Die „4 Säulen“ des Selbstwerts

Dieses Modell (siehe Abbildung) zeigt vier wichtige Bereiche des Selbstwertes, auch „vier Säulen“ genannt. Die erste Säule ist die Selbstakzeptanz, sie beinhaltet Achtung, Selbstliebe und Wertschätzung der eigenen Person unabhängig von Leistungen, Fähigkeiten und sozialen Erfolgen, also auch die Akzeptanz von negativen Aspekten des Selbst. Die Säule des Selbstvertrauens beinhaltet eine positive Einstellung zu den eigenen Fähigkeiten und Leistungen, wozu auch das Durchhaltevermögen und das Von-etwas-ablassen-können gehört, also das Kennen der eigenen Grenzen. Die soziale Kompetenz beinhaltet das Erleben von Kontaktfähigkeit zu anderen Menschen, sich auch schwierigen sozialen Situationen gewachsen fühlen. Das soziale Netz beschreibt das Eingebunden-Sein in positive soziale Beziehungen.
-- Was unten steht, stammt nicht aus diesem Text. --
PR #496, opened 2025-02-10
Add support for color schemes and implement a dark mode

### LINKED ISSUE #439: Feature request: Black background

x86fr:
Color vs Colour. That is the question.
Closes #439

(Clean version of #494)

### DIFF
--- a/app/config.c
+++ b/app/config.c
@@ -103,6 +103,7 @@ bool            enable_numa        = false;
 bool            enable_ecc_polling = false;
 
 bool            pause_at_start     = true;
+bool            dark_mode          = false;
 
 power_save_t    power_save         = POWER_SAVE_HIGH;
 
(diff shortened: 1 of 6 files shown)


janielSilva:
***@***.***

Em seg., 10 de fev. de 2025, 19:11, Sam Demeulemeester <
***@***.***> escreveu:

app/config.c
```diff
@@ -214,6 +215,8 @@ static void parse_option(const char *option, const char *params)
         } else if (strncmp(params, "rr", 3) == 0 || strncmp(params, "one", 4) == 0) {
             cpu_mode = ONE;
         }
+    } else if (strncmp(option, "dark", 5) == 0) {
```
debrouxl, line 218: In #494, 01e3 had a point, even if for now, the user only requested a dark mode as you mentioned: I too would prefer future-proofing the command-line option, by checking for e.g. "colors=dark" or "theme=dark".

x86fr: There is no request for this and I really don't want to implement many color schemes. Let's keep it simple.

PR #497, opened 2025-02-16
DDR5 DIMM Temperature Reporting

### LINKED ISSUE #302: RFE: Display DDR5 memory modules temperature (per SPD5118 / SPD5 Hub standard)

x86fr:
This PR adds individual temperature reporting for each DDR5 UDIMM detected in the system, using the SPD Hub.

It's not ready yet as it only has been tested on a limited range of motherboards.

A check must also be added to handle cases where the Manufacturer name string is too long (WIP)

@kilaterlee > Populating the newly added `ram_slot_info[]` array in spd.c on LA64 would be great. Unfortunately, I don't have access to the datasheets to check how SPD Hub registers reads work with the Loongson I2C controllers. It's probably quite trivial as the changes in both `spd.c` and `i2c.c` are limited. Can you please check? Even an insight would be nice.

Closes #302


kilaterlee:
> This PR adds individual temperature reporting for each DDR5 UDIMM detected in the system, using the SPD Hub.
> 
> It's not ready yet as it only has been tested on a limited range of motherboards.
> 
> A check must also be added to handle cases where the Manufacturer name string is too long (WIP)
> 
> @kilaterlee > Populating the newly added `ram_slot_info[]` array in spd.c on LA64 would be great. Unfortunately, I don't have access to the datasheets to check how SPD Hub registers reads work with the Loongson I2C controllers. It's probably quite trivial as the changes in both `spd.c` and `i2c.c` are limited. Can you please check? Even an insight would be nice.
> 
> Closes #302

If I understand correctly, you want to check whether the SPD Hub registers are accessible on Loongson CPU? If correct:
AFAIK, the SPD Hub registers seem to be used only on DDR5, so:
* Currently, Loongson CPU does not support DDR5, it will be supported on the next GEN CPUs (3B6600 and later).
* SPD Hub registers should be located on the DDR5 ram, inevitable refer to DDR5 SPEC. I2C is just the way or method to accessing them, it's same as `smbus`.  So I beleve they should be accessed via I2C bus as long as DRAM refer to DDR5 SPEC. If my understanding of the SPD Hub registers is wrong, please let me know. :)

I suggest you can add `ram_slot_info[]` on the LoongArch version of `i2c.c`, just like x86, and the DRAM temputers function is NULL, I will fill them up if Loongson CPU supports DDR5.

Alle gemeinsam bilden den Selbstwert, also den Wert, den eine Person sich selbst gegenüber empfindet.

Nach Friederike Potreck-Rose/Gitta Jacob: Selbstzuwendung, Selbstakzeptanz, Selbstvertrauen. Psychotherapeutische Interventionen zum Aufbau von Selbstwertgefühl, 4. Aufl. 2007 (Klett-Cotta Verlag)

Für jeden Menschen sieht eine solche Selbstwert-Konstruktion anders aus, die individuelle Gewichtung der einzelnen Bereiche wird hier durch die unterschiedliche Dicke der Säulen symbolisiert.
Ist einer der vier Bereiche geschwächt oder weniger gut ausgebildet, wird der Selbstwert destabilisiert oder er gerät „ins Wanken“. Die obige Abbildung soll hier ein anschauliches Beispiel für eine mögliche Beeinträchtigung des Selbstwerts darstellen.